Of the lines below, copy those that hold the word "logged".

______________________________

PR #838, opened 2020-09-10
Refactor/simplify last-login handling in admin user management.

ntoll:
## What

This PR refactors the way last-login is handled in the admin pages relating to users (the user list and user detail endpoints).

The original version used to get data from Auth0. However, this was problematic:

* It was complicated.
* It introduced a network call to the Auth0 API.
* It didn't work for all users.

After introducing a way to remove user who had not logged in for over 90 days it became clear this solution was problematic - to the extent that we'd inadvertently introduced a bug by adding to this complicated code.

As a result I've totally re-written the logic and simplified things:

* All logins from Auth0 are actually also stored in our local database as the `User` object's `last_login` field. Thus we don't need to ping Auth0's API.
* The Auth0API only returns information about that last 24 hours anyway - making it useless for our purposes for checking last login times.
* Much of the complexity in the original code was due to dealing with Auth0's responses.
* By using the built-into-Django `last_login` field we remove all Auth0 complexity/dependency.
* Some users in our database don't have a `last_login` value associated with them. This indicates they have *never* logged in (and are thus candidates for removal).

## How to review

1. Describe the steps required to test the changes
2. ???
3. Profit!

Related Trello ticket: https://trello.com/c/mHAoS6S2/784-fix-bug-in-last-login-handling-in-admin-screens

### DIFF
--- a/controlpanel/frontend/jinja2/user-list.html
+++ b/controlpanel/frontend/jinja2/user-list.html
@@ -29,20 +29,17 @@
       </td>
       <td class="govuk-table__cell">{{ user.email }}</td>
       <td class="govuk-table__cell">
-        {%- with login_details=last_login.get(user.auth0_id) -%}
-          {%- if login_details -%}
-          {%- with login = login_details.get("last_login") -%}
-          <span data-last-login="{{login}}"
-                title="{{login.strftime("%Y/%m/%d %H:%M:%S")}}">
-            {{ timesince(login) }} ago
-          </span>
-          {%- if login_details.get("unused") -%}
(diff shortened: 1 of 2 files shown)


damacus (approved):
I can't see anything obviously wrong with this. Nice spot with the local database 🥳

ntoll:
The problem is our data. The bug was introduced because some of our user data isn't "clean" in the way our test data is. I think we won't know it has worked until I've deployed it and tried some of the problem users (which I've already done "manually" via the database shell, so it *should* work).

In any case, this is a relatively low risk since it only affects admin related functionality (i.e. us) and not our users.

ntoll:
This PR contained a bug relating to datetime comparisons. Fixed by #839.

______________________________

» **Your solution**
After introducing a way to remove user who had not logged in for over 90 days it became clear this solution was problematic - to the extent that we'd inadvertently introduced a bug by adding to this complicated code.
* Some users in our database don't have a `last_login` value associated with them. This indicates they have *never* logged in (and are thus candidates for removal).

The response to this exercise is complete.